Lily Agonoy, managing director of tour agency Jebsen Travel, said fares were 15 to 40 per cent more than before the pandemic, mainly because of supply and demand.

For example, a round-trip economy-class ticket to Tokyo this month cost about HK$5,100 compared with around HK$3,800 in 2019. A ticket next month to Montreal in Canada cost HK$27,000, compared with HK$17,000 in 2019, according to Jebsen.

The round-trip fare to Surabaya, a popular destination for Indonesian domestic workers in Hong Kong, is now HK$5,620 compared with HK$3,600 in 2019.

Agonoy said flights from Hong Kong to the United States, Britain and Australia were among the most expensive because of the high demand and insufficient flights and seats.

Last-minute deals were harder to clinch now. She said that before the pandemic, it was possible during off-peak periods to land a low-priced ticket closer to the date of travel when airlines tried to fill empty seats.

Flights to the United Kingdom from Hong Kong are among the most expensive fares on offer due to high demand and insufficient flights. Photo: Getty Images

Now, however, ticket prices cost more closer to the date of travel.

Agonoy’s advice to travellers was to confirm their plans at least three to six months before their trip.

“Be decisive, book early and consider flexible options such as making a transit stop instead of insisting on non-stop flights,” she said.

She cautioned that short-staffed airlines were now charging 25 to 50 per cent more in cancellation fees to discourage passengers from making multiple changes to their plans.

Agonoy said she did not expect airfares to become more competitive until airlines were back to 100 per cent of their pre-pandemic capacity.

For Cathay, that is only expected to happen at the end of next year.

Labour shortages at airport threaten to ground Hong Kong’s aviation hub recovery

The Post reported in February that labour shortages at the airport had delayed several airlines from resuming or increasing flights to Hong Kong.

Australian carrier Qantas is among airlines that delayed resuming flights between Melbourne and Hong Kong to June because of staff shortages at its ground handling company and fee hikes.

Other airlines, such as Virgin Atlantic, cancelled plans to resume services giving travellers one less option on the London-Hong Kong route.

Low-cost carriers yet to return to Hong Kong include Jin Air, Jetstar Japan, Jeju Air, Mandarin Airlines, SpiceJet and IndiGo, said Herman Tse, senior aviation analyst at Ascend by Cirium.

But 35 airlines that did not operate during the pandemic were back as of March. he noted. American carrier United Airlines relaunched its non-stop services to San Francisco last month while British Airways doubled its flights between London and Hong Kong to 14 per week.

Hong Kong academy aims to be first to train both local and mainland pilots

Newcomer Greater Bay Airlines is offering promotions on routes including Taipei and Seoul, while HK Express has also offered promotions to popular destinations in Japan and Taiwan.
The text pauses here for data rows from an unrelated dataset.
PR #1328, opened 2023-07-12
[vpdq] Regression test improvements for local development

ianwal:
Summary
---------

Improvements to the regression test for local runs:

- Create output dir if it doesn't exist

- Create output files if they do not exist

- Changed default directories so that they work locally

- Remove duplicate code just for verbosity option

With these changes you can just run regtest.py and it will run locally with the defaults.

Before, the defaults were set to stuff like "/ThreatExchange/vpdq/output-hashes". I don't know why.

You can also run `regtest.py` from anywhere, you don't have to be in cpp/build.

I also changed all of the os.path stuff to Path. It's much nicer to work with.

I don't see a reason why the cpp CI test working directory shouldn't be set to the whole directory, especially since it accesses it anyway to get the sample hashes.

Test Plan
---------

Run the CI test and regtest.py locally. See that it outputs correctly.

Perhaps take a close look at the things I changed since it's a regression test. But, the test "passes" anyway even if it fails as long as it compiles and executes so the changes can't do too much harm...

<details>
<summary>Example regtest.py run</summary>

```sh

Writing output to temp directory: /tmp/tmpshrfc681

Hashing file chair-19-sd-bar.mp4


Hashing file chair-20-sd-bar.mp4


Hashing file chair-22-sd-grey-bar.mp4


Hashing file chair-22-sd-sepia-bar.mp4


Hashing file chair-22-with-large-logo-bar.mp4


Hashing file chair-22-with-small-logo-bar.mp4


Hashing file chair-orig-22-fhd-no-bar.mp4


Hashing file chair-orig-22-hd-no-bar.mp4


Hashing file chair-orig-22-sd-bar.mp4


Hashing file doorknob-hd-no-bar.mp4


Hashing file pattern-hd-no-bar.mp4


Hashing file pattern-longer-no-bar.mp4


Hashing file pattern-sd-grey-bar.mp4


Hashing file pattern-sd-with-large-logo-bar.mp4


Hashing file pattern-sd-with-small-logo-bar.mp4


Matching Video chair-19-sd-bar.txt from hash file chair-19-sd-bar.txt
100.000000 Percentage  matches


Matching Video chair-20-sd-bar.txt from hash file chair-20-sd-bar.txt
100.000000 Percentage  matches


Matching Video chair-22-sd-grey-bar.txt from hash file chair-22-sd-grey-bar.txt
100.000000 Percentage  matches


Matching Video chair-22-sd-sepia-bar.txt from hash file chair-22-sd-sepia-bar.txt
100.000000 Percentage  matches


Matching Video chair-22-with-large-logo-bar.txt from hash file chair-22-with-large-logo-bar.txt
100.000000 Percentage  matches


Matching Video chair-22-with-small-logo-bar.txt from hash file chair-22-with-small-logo-bar.txt
100.000000 Percentage  matches


Matching Video chair-orig-22-fhd-no-bar.txt from hash file chair-orig-22-fhd-no-bar.txt
100.000000 Percentage  matches


Matching Video chair-orig-22-hd-no-bar.txt from hash file chair-orig-22-hd-no-bar.txt
100.000000 Percentage  matches


Matching Video chair-orig-22-sd-bar.txt from hash file chair-orig-22-sd-bar.txt
100.000000 Percentage  matches


Matching Video doorknob-hd-no-bar.txt from hash file doorknob-hd-no-bar.txt
100.000000 Percentage  matches


Matching Video pattern-hd-no-bar.txt from hash file pattern-hd-no-bar.txt
100.000000 Percentage  matches


Matching Video pattern-longer-no-bar.txt from hash file pattern-longer-no-bar.txt
100.000000 Percentage  matches


Matching Video pattern-sd-grey-bar.txt from hash file pattern-sd-grey-bar.txt
100.000000 Percentage  matches


Matching Video pattern-sd-with-large-logo-bar.txt from hash file pattern-sd-with-large-logo-bar.txt
100.000000 Percentage  matches


Matching Video pattern-sd-with-small-logo-bar.txt from hash file pattern-sd-with-small-logo-bar.txt
100.000000 Percentage  matches

```
</details>

### DIFF
--- a/.github/workflows/vpdq-ci-cpp.yml
+++ b/.github/workflows/vpdq-ci-cpp.yml
@@ -17,7 +17,7 @@ on:
 
 defaults:
   run:
-    working-directory: vpdq/cpp
+    working-directory: vpdq
 
 jobs:
   build-and-test:
@@ -31,11 +31,11 @@ jobs:
         run: |
           sudo apt-get update
           sudo apt-get install -y make cmake ffmpeg libavdevice-dev libavfilter-dev libavformat-dev libavcodec-dev libswresample-dev libswscale-dev libavutil-dev
-          mkdir -p build
-          cd build
+          mkdir -p cpp/build
+          cd cpp/build
           cmake ..
           make
       - name: regression test
         run: |
-          mkdir -p output-hashes
-          python regtest.py -d ${GITHUB_WORKSPACE}/vpdq/cpp/output-hashes -i ${GITHUB_WORKSPACE}/tmk/sample-videos
+          mkdir -p cpp/output-hashes
+          python cpp/regtest.py -d ${GITHUB_WORKSPACE}/vpdq/cpp/output-hashes -i ${GITHUB_WORKSPACE}/tmk/sample-videos
--- a/vpdq/cpp/regtest.py
+++ b/vpdq/cpp/regtest.py
@@ -11,6 +11,7 @@ VPDQ_DIR = DIR.parent
 SAMPLE_HASHES_DIR = VPDQ_DIR / "sample-hashes"
 EXEC_DIR = VPDQ_DIR / "cpp/build"
 
+
 def get_argparse() -> argparse.ArgumentParser:
     DEFAULT_OUTPUT_HASHES_DIR = VPDQ_DIR / "output-hashes"
     DEFAULT_SAMPLE_VIDEOS_DIR = VPDQ_DIR.parent / "tmk/sample-videos"
@@ -108,6 +109,11 @@ def main():
     distanceTolerance = str(args.matchDistanceTolerance)
     qualityTolerance = str(args.qualityTolerance)
     verbose = args.verbose
+
+    if not inputVideoFolder.exists():
+        raise argparse.ArgumentTypeError(
+            f"inputVideoFolder: {inputVideoFolder} does not exist."
+        )
 
     outputHashFolder.mkdir(parents=True, exist_ok=True)
 
--- a/vpdq/cpp/regtest.py
+++ b/vpdq/cpp/regtest.py
@@ -15,6 +15,17 @@ SAMPLE_HASHES_DIR = VPDQ_DIR / "sample-hashes"
 EXEC_DIR = VPDQ_DIR / "cpp/build"
 
 
+def get_os():
+    if platform.system() == "Windows":
+        return "Windows"
+    elif platform.system() == "Darwin":
+        return "Darwin"
+    elif platform.system() == "Linux":
+        return "Linux"
+    else:
+        raise Exception("Unsupported OS")
+
+
 def get_argparse() -> argparse.ArgumentParser:
     DEFAULT_SAMPLE_VIDEOS_DIR = VPDQ_DIR.parent / "tmk/sample-videos"
 
@@ -79,7 +90,9 @@ def main():
     hashVideoExecutable = EXEC_DIR / "vpdq-hash-video"
     matchHashesExecutable = EXEC_DIR / "match-hashes-byline"
 
-    if platform.system() == "Windows":
+    OS = get_os()
+
+    if OS == "Windows":
         hashVideoExecutable = Path(f"{hashVideoExecutable}.exe")
         matchHashesExecutable = Path(f"{matchHashesExecutable}.exe")
 
@@ -105,11 +118,9 @@ def main():
         )
 
     with TemporaryDirectory() as tempOutputHashFolder:
-        """
-        Write the files to temp
-        If outputHashFolder is specified then
-        copy the output files there, overwriting existing files
-        """
+        # Write the files to temp
+        # If outputHashFolder is specified then
+        # copy the output files there, overwriting existing files
 
         tempOutputHashFolder = Path(tempOutputHashFolder)
         if outputHashFolder is not None:
@@ -123,22 +134,21 @@ def main():
         for fileStr in glob.iglob(f"{inputVideoFolder}/**/*.mp4", recursive=True):
             file = Path(fileStr)
 
-            """
-            Create output hash file or overwrite existing file
-            This is hardcoded in cpp, and it
-            does not create the file if it does not exist:
-
-            vpdq-hash-video.cpp:
-
-            // Strip containing directory:
-            std::string b = basename(inputVideoFileName, "/");
-            // Strip file extension:
-            b = stripExtension(b, ".");
-            outputHashFileName = outputDirectory + "/" + b + ".txt";
-            """
+            # Create output hash file or overwrite existing file
+            # This is hardcoded in cpp, and it
+            # does not create the file if it does not exist:
+            #
+            # vpdq-hash-video.cpp:
+            #
+            # // Strip containing directory:
+            # std::string b = basename(inputVideoFileName, "/");
+            # // Strip file extension:
+            # b = stripExtension(b, ".");
+            # outputHashFileName = outputDirectory + "/" + b + ".txt";
             outputHashFile = tempOutputHashFolder / f"{file.stem}.txt"
             with open(outputHashFile, "x+t"):
                 pass
+
             print(f"\nHashing file {file.name}")
             command = [
                 hashVideoExecutable,
@@ -156,9 +166,20 @@ def main():
                 command.insert(1, "-v")
 
             try:
-                subprocess.check_call(command)
+                hash_proc = subprocess.run(
+                    command,
+                    check=True,
+                    capture_output=True,
+                    shell=(OS == "Windows"),
+                )
+                if verbose:
+                    # This will print all PDQHashes e.g.
+                    # PDQHash: ebcc8b06b0666ea34cf9b85972a983a4f94668af05fc9d52aa9662f975499514
+                    # selectframe 563
+                    print(str(hash_proc.stdout, "utf-8"))
             except subprocess.CalledProcessError as e:
-                print(e)
+                print(e.cmd)
+                print(str(e.stderr, "utf-8"))
                 sys.exit(1)
 
             if outputHashFolder is not None:
@@ -183,9 +204,20 @@ def main():
                 command.insert(1, "-v")
 
             try:
-                subprocess.check_call(command)
+                match_proc = subprocess.run(
+                    command,
+                    check=True,
+                    capture_output=True,
+                    shell=(OS == "Windows"),
+                )
+                if verbose:
+                    # This will print all PDQHashes e.g.
+                    # Line 201 Hash1: da4b380330b725b4a5f08ff03d0f6949da4fd2d3e7c8e4930fa7b80662a17c4e
+                    # Hash2: da4b380330b725b4a5f08ff03d0f6949da4fd2d3e7c8e4930fa7b80662a17c4e match
+                    print(str(match_proc.stdout, "utf-8"))
             except subprocess.CalledProcessError as e:
-                print(e)
+                print(e.cmd)
+                print(str(e.stderr, "utf-8"))
                 sys.exit(1)
 
 
--- a/vpdq/cpp/regtest.py
+++ b/vpdq/cpp/regtest.py
@@ -4,6 +4,8 @@ import subprocess
 import sys
 import argparse
 from pathlib import Path
+from tempfile import TemporaryDirectory
+from shutil import copyfile
 import glob
 
 DIR = Path(__file__).parent
@@ -13,7 +15,6 @@ EXEC_DIR = VPDQ_DIR / "cpp/build"
 
 
 def get_argparse() -> argparse.ArgumentParser:
-    DEFAULT_OUTPUT_HASHES_DIR = VPDQ_DIR / "output-hashes"
     DEFAULT_SAMPLE_VIDEOS_DIR = VPDQ_DIR.parent / "tmk/sample-videos"
 
     ap = argparse.ArgumentParser(description=__doc__)
@@ -30,8 +31,7 @@ def get_argparse() -> argparse.ArgumentParser:
         "--outputHashFolder",
         metavar="OUTPUT_HASH_Folder_PATH",
         help="Output Hash Folder's Name",
-        default=DEFAULT_OUTPUT_HASHES_DIR,
-        type=dir_path,
+        type=Path,
     )
     ap.add_argument(
         "-i",
@@ -39,7 +39,7 @@ def get_argparse() -> argparse.ArgumentParser:
         metavar="INPUTPUT_VIDEO_FOLDER_PATH",
         help="Input Video Folder",
         default=DEFAULT_SAMPLE_VIDEOS_DIR,
-        type=dir_path,
+        type=Path,
     )
     ap.add_argument(
         "-s",
@@ -74,14 +74,6 @@ def get_argparse() -> argparse.ArgumentParser:
     return ap
 
 
-def dir_path(string):
-    if Path(string).is_dir():
-        return string
-    raise argparse.ArgumentTypeError(
-        f"readable_dir: {string} is not a valid directory path"
-    )
-
-
 def main():
     hashVideoExecutable = EXEC_DIR / "vpdq-hash-video"
     matchHashesExecutable = EXEC_DIR / "match-hashes-byline"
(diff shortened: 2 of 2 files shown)


.github/workflows/vpdq-ci-cpp.yml
```diff
@@ -17,7 +17,7 @@ on:
 
 defaults:
```
Dcallies, line 18: (unsure): I remember something about this being weird, where maybe the old CI would run instead of the new one until merge. Since it seems like you are planning on staying with the project a bit longer, we can just make sure it doesn't stop failing afterwards :P

vpdq/cpp/regtest.py
```diff
@@ -1,9 +1,17 @@
...
 import argparse
+from pathlib import Path
+import glob
+
+DIR = Path(__file__).parent
+VPDQ_DIR = DIR.parent
+SAMPLE_VIDEOS_DIR = VPDQ_DIR.parent / "tmk/sample-videos"
+SAMPLE_HASHES_DIR = VPDQ_DIR / "sample-hashes"
+OUTPUT_HASHES_DIR = VPDQ_DIR / "output-hashes"
+EXEC_DIR = VPDQ_DIR / "cpp/build"
```
Dcallies, line 14: (nit): Since we use as these as the defaults for argparse, and not definitively, it might be helpful to prefix these with `DEFAULT_` so a casual future author doesn't reference them directly.

(ignoreable, alt): One reason to put these in get_argparse rather than as globals here is it makes it harder to make that mistake. I think it's harmless, with the above fix, but you could hide these in `get_argparse` or a helper function to try and avoid it.

vpdq/cpp/regtest.py
```diff
@@ -73,90 +81,91 @@ def get_argparse() -> argparse.ArgumentParser:
...
+        print(
+            "Error: Hashing executable/s not found. Build vpdq before running regtest."
+        )
+        sys.exit(1)
+
     ap = get_argparse()
     args = ap.parse_args()
-    inputVideoFolder = args.inputVideoFolder
-    outputHashFolder = args.outputHashFolder
+    inputVideoFolder = Path(args.inputVideoFolder)
```
Dcallies, line 103: nit: Another approach we can sue here is to use argparse's `type=Path` to force it to be parsed there. We could go a step further and also check things like existence and throw exceptions if they aren't perfect, though I'm fine not thoroughly validating given the nature of this script. 

Both click and argparse modules have pre-built filetypes, but we chose when building this repo to take a draconian approach to not using any external dependencies if we didn't need to, though click is quite nice.

vpdq/cpp/regtest.py
```diff
@@ -73,90 +81,91 @@ def get_argparse() -> argparse.ArgumentParser:
...
+        # vpdq-hash-video.cpp:
+        #
+        # // Strip containing directory:
+        # std::string b = basename(inputVideoFileName, "/");
+        # // Strip file extension:
+        # b = stripExtension(b, ".");
+        # outputHashFileName = outputDirectory + "/" + b + ".txt";
+
+        with open(outputHashFolder / f"{file.stem}.txt", "w"):
+            pass
```
Dcallies, line 131: maybe blocking: I'm somewhat spooked by this script writing to files in an existing directory, this could be quite dangerous - what we can instead do is use pythons temporary directory functionality: https://docs.python.org/3/library/tempfile.html#tempfile.mkdtemp

NamedTemporaryFile allows you to specify `delete=False` to retain the data, but there's no equivalent - instead you can use /tmp/ `gettmpprefix()` https://docs.python.org/3/library/tempfile.html#tempfile.gettempprefix to get a random name that will get cleaned up. 

You can then output the created directory while the command is running as a hint of where to look at the output.

Dcallies (changes requested):
> Before, the defaults were set to stuff like "/ThreatExchange/vpdq/output-hashes". I don't know why.

This looks like hardcoding of paths for the docker image development. Agree with you that it's clowny :P

I had one blocking question that might make the script safter, which is to use the /tmp/ directory for output, otherwise that truncation looks a little scary (and writing ine repo and relying on what I assumping is .gitignore is overly strange). 

I wasn't able to quite do a full review, have to board my flight. If you want to put an example execution in the test plan (with the output to screen), that can help with review.

vpdq/cpp/regtest.py
ianwal: Sure, I moved the parameters that be changed into get_argparse(). I only add DEFAULT to those because the others can't be changed. If parameters are added to change any of those as well they can be moved into get_argparse() and have a DEFAULT prefix.

vpdq/cpp/regtest.py
ianwal: I believe what you're explaining is already done through the `type=dir_path` and `dir_path` function. I'll add a check for existence for the input folder. The output hash folder should not exist before running, but this won't matter if I use tempfile.

vpdq/cpp/regtest.py
ianwal: Okay, I'll use a tempdir by default, but there's still an outputHashFolder parameter. If you want to use this instead of the tempdir, you would still have to write and potentially overwrite files in the directory.

I don't see how using a tempdir fixes this. Do you want me to use tempfiles if the user specifies outputHashFolder as well? But then if you want to inspect the files manually (I've done this multiple times, it's useful) you would have to not clean them up after a run. Then you have a bunch of tempfiles with random prefixes in your outputdir you have to delete manually. Yuck.

I would say check if a file exists before writing to it but then you can't run it multiple times without manually deleting all the files which is bad. Very annoying.

I think if we're using a tempdir it should be filled with regular files, not tempfiles. That way the file names retain their original structure as they should.

If the user specifies a folder, it should not be a tempdir, obviously.

And for either case there's no reason to clean up the files between runs because then you can't inspect them, so they should overwrite existing files (won't happen for tempdir) as they already do.

vpdq/cpp/regtest.py
```diff
@@ -72,91 +74,114 @@ def get_argparse() -> argparse.ArgumentParser:
...
-        raise argparse.ArgumentTypeError(f"readable_dir: {string} is not a valid path")
+def main():
+    hashVideoExecutable = EXEC_DIR / "vpdq-hash-video"
+    matchHashesExecutable = EXEC_DIR / "match-hashes-byline"
 
+    if not hashVideoExecutable.exists() or not matchHashesExecutable.exists():
+        print(
+            "Error: Hashing executable/s not found. Build vpdq before running regtest."
+        )
+        sys.exit(1)
```
Dcallies, line 85: (ignorable): You can turn these into a validator on argparse and raise ArgumentError to get slightly more consistent behavior: https://docs.python.org/3/library/argparse.html#type

vpdq/cpp/regtest.py
```diff
@@ -72,91 +74,114 @@ def get_argparse() -> argparse.ArgumentParser:
...
     qualityTolerance = str(args.qualityTolerance)
-    for file in os.listdir(sample):
-        if file.endswith(".txt"):
-            print("\nMatching File " + file)
-            sampleFile = f"{sample}/{file}"
-            outputFile = f"{output}/{file}"
+    verbose = args.verbose
+
+    if not inputVideoFolder.exists():
+        raise argparse.ArgumentTypeError(
```
Dcallies, line 98: nit: This is a misplaced ArgumentTypeError that will turn into a full stack trace. You can embed this into parsing for nice error messages by turning this into a function like

```
def _validate_path(string_path: str) -> Path:
   ret = Path(string_path)
   if not ret.exists():
      raise argparse.ArgumentTypeError("path does not exist")
   return ret

...
     ...
     type=_validate_path,
   )
```

vpdq/cpp/regtest.py
```diff
@@ -72,91 +74,114 @@ def get_argparse() -> argparse.ArgumentParser:
...
+            does not create the file if it does not exist:
+
+            vpdq-hash-video.cpp:
+
+            // Strip containing directory:
+            std::string b = basename(inputVideoFileName, "/");
+            // Strip file extension:
+            b = stripExtension(b, ".");
+            outputHashFileName = outputDirectory + "/" + b + ".txt";
+            """
```
Dcallies, line 133: blocking: This becomes a string in python, it looks like this wants to be a comment. Use

```
# Create output hash file or overwrite existing file
# This is hardcoded in cpp, and it
# ...
```

vpdq/cpp/regtest.py
```diff
@@ -72,91 +74,114 @@ def get_argparse() -> argparse.ArgumentParser:
...
+            outputHashFile = tempOutputHashFolder / f"{file.stem}.txt"
+            with open(outputHashFile, "x+t"):
+                pass
```
Dcallies, line 136: This might be surprising enough to a reader that something like

```
pass # opening a file in write mode truncates it
```

might be helpful for code historians of the future

vpdq/cpp/regtest.py
```diff
@@ -72,91 +74,114 @@ def get_argparse() -> argparse.ArgumentParser:
...
+            ]
+
+            if verbose:
+                command.insert(1, "-v")
+
+            try:
+                subprocess.check_call(command)
+            except subprocess.CalledProcessError as e:
+                print(e)
+                sys.exit(1)
```
Dcallies, line 184: ditto

vpdq/cpp/regtest.py
```diff
@@ -72,91 +74,114 @@ def get_argparse() -> argparse.ArgumentParser:
...
-                        qualityTolerance,
-                    ]
-                )
+                command.insert(1, "-v")
+
+            try:
+                subprocess.check_call(command)
+            except subprocess.CalledProcessError as e:
+                print(e)
+                sys.exit(1)
```
Dcallies, line 157: blocking:  I think this is the same as not catching the exception (that check_call throws exception is well known). Am I missing something?

Dcallies (changes requested):
Sorry this is taking so many passes! I can try and find a channel to make it easier to contact me.

blocking: Can you paste the example output of one run into the test plan?

Should look like

```
# in my xyz directory
$ python3 regtest.py --maybe-a-flag-i-dunno
This is the output of the run!
More output
```

vpdq/cpp/regtest.py
ianwal: I actually changed my mind and if a tempdir is used then just clean it up. This is probably the best option for 99% of tests where you just want to see it pass.

You can create TemporaryDirectory's with the context manager that aren't deleted starting in Python 3.12, but not now. Not super eager to use tempfile.mkdtemp directly.

vpdq/cpp/regtest.py
ianwal: These aren't CLI parameters. Do you mean just use common function for every check for file/folder validity?

vpdq/cpp/regtest.py
```diff
@@ -72,91 +74,114 @@ def get_argparse() -> argparse.ArgumentParser:
...
-        return string
-    else:
-        raise argparse.ArgumentTypeError(f"readable_dir: {string} is not a valid path")
+def main():
+    hashVideoExecutable = EXEC_DIR / "vpdq-hash-video"
+    matchHashesExecutable = EXEC_DIR / "match-hashes-byline"
 
+    if not hashVideoExecutable.exists() or not matchHashesExecutable.exists():
+        print(
+            "Error: Hashing executable/s not found. Build vpdq before running regtest."
```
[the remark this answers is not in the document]
ianwal: Not a typo, it was meaning one or more executables.

vpdq/cpp/regtest.py
```diff
@@ -72,91 +74,114 @@ def get_argparse() -> argparse.ArgumentParser:
...
-            sampleFile = f"{sample}/{file}"
-            outputFile = f"{output}/{file}"
+    verbose = args.verbose
+
+    if not inputVideoFolder.exists():
+        raise argparse.ArgumentTypeError(
+            f"inputVideoFolder: {inputVideoFolder} does not exist."
+        )
+
+    with TemporaryDirectory() as tempOutputHashFolder:
```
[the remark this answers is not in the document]
ianwal: It will delete the tempdir but not the directory it copies files to. I changed my mind on  not cleaning up if using tempdir.

vpdq/cpp/regtest.py
ianwal: I'm not sure what the difference is. [PEP257](https://peps.python.org/pep-0257/) states "String literals occurring elsewhere in Python code may also act as documentation." Even [the creator of Python suggests](https://twitter.com/gvanrossum/status/112670605505077248) using these. But I'll change it for style reasons.

vpdq/cpp/regtest.py
ianwal: No, it does not truncate it. `x` does not truncate, `w` does. Additionally, this is for the temporary directory, so if there is somehow a name collision there are bigger problems than truncating the file.

If an output directory is specified, _copying_ the file will replace it if it exists in the outputHashFolder, which I cannot imagine anyone would expect otherwise. If it was a regular CLI program it would probably be helpful to add some warning messages, but this is a simple regression test script, and it would be very irritating to have to delete the output folder contents every time the test needs to be run.

vpdq/cpp/regtest.py
ianwal: Yeah looking at it this is stupid. I think I was looking at `vpdq-release.py` as a model, but that is definitely NOT the file I want to use as a reference.

Also check_call is old and replaced by check=True in subprocess.run(). I'll fix this.

ianwal:
Added all requested changes and an example output run with no arguments from my machine to the Test Plan.

Dcallies (approved):
Sorry it took so many passes! Left some comments inline, let me know if you want to just merge now.

vpdq/cpp/regtest.py
ianwal: It could be just x because it's not read from. It could also be w.

I just used t to specify it's a text file. Doesn't affect anything since nothing is written to it.

Writing to temp then copying does mean on a very early failure it will be cleaned up.

Yes you could use touch. I didn't know that was a Pathlib method. I'll change it.

vpdq/cpp/regtest.py
```diff
@@ -72,91 +74,114 @@ def get_argparse() -> argparse.ArgumentParser:
...
+        else:
+            print(f"Writing output to temp directory: {tempOutputHashFolder}")
+        # TODO: Add more general options for other video extensions.
+        for fileStr in glob.iglob(f"{inputVideoFolder}/**/*.mp4", recursive=True):
+            file = Path(fileStr)
+
+            """
+            Create output hash file or overwrite existing file
+            This is hardcoded in cpp, and it
+            does not create the file if it does not exist:
```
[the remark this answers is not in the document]
ianwal: Yeah having the separate output `outputVPDQFeatureToFile` thing makes no sense.

vpdq/cpp/regtest.py
```diff
@@ -72,91 +74,114 @@ def get_argparse() -> argparse.ArgumentParser:
...
+                outputHashFolder.mkdir(parents=True, exist_ok=True)
+            print(f"Writing output to directory: {outputHashFolder}")
+        else:
+            print(f"Writing output to temp directory: {tempOutputHashFolder}")
+        # TODO: Add more general options for other video extensions.
+        for fileStr in glob.iglob(f"{inputVideoFolder}/**/*.mp4", recursive=True):
+            file = Path(fileStr)
+
+            """
+            Create output hash file or overwrite existing file
```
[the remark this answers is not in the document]
ianwal: No. copyfile can overwrite existing files with the same name if you specify the output directly. Otherwise you have to delete the files every run if you use -d which is a huge pain.

Dcallies:
Since I see you working on this guy right now, and I never mentioned it previously, so here's what I mean with some of the comment prefixes:

**blocking:** I think this should be changed before landing (if you think I'm wrong, like the comment/docstring example, you can teach me something)
**blocking question**: I am not sure if this should be changed, but I want to know the answer to the question before landing
**nit**: I have this as a style preference or it's something minor. Always ignorable if you prefer yours
**alt**: Here's another way to do it/code golf. Always ignorable if you prefer yours
**ignorable**: Just underlining you can choose to keep what you have if you like yours better

I aim to get all the hills I'll die on in a single review, so hopefully new blockers that were in previous commits don't appear. If I didn't give you a complete review, I'll try and mention it in the summary. Additionally, I try and check github at least every 24 hours on weekdays to respond to comments.

ianwal:
Ready to merge

Dcallies:
New code looks fine!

Senior lecturer Andrew Yuen Chi-lok of Chinese University’s Aviation Policy and Research Centre said the labour shortage across the industry was creating a “major bottleneck” for airlines to get back to pre-pandemic levels and meet rising demand.

“To speed up the recovery and maintain Hong Kong’s competitiveness – for example, in airfare pricing – there is an urgency for airlines and the government to consider different measures, including importing foreign workers, to relieve the shortage of labour,” he said.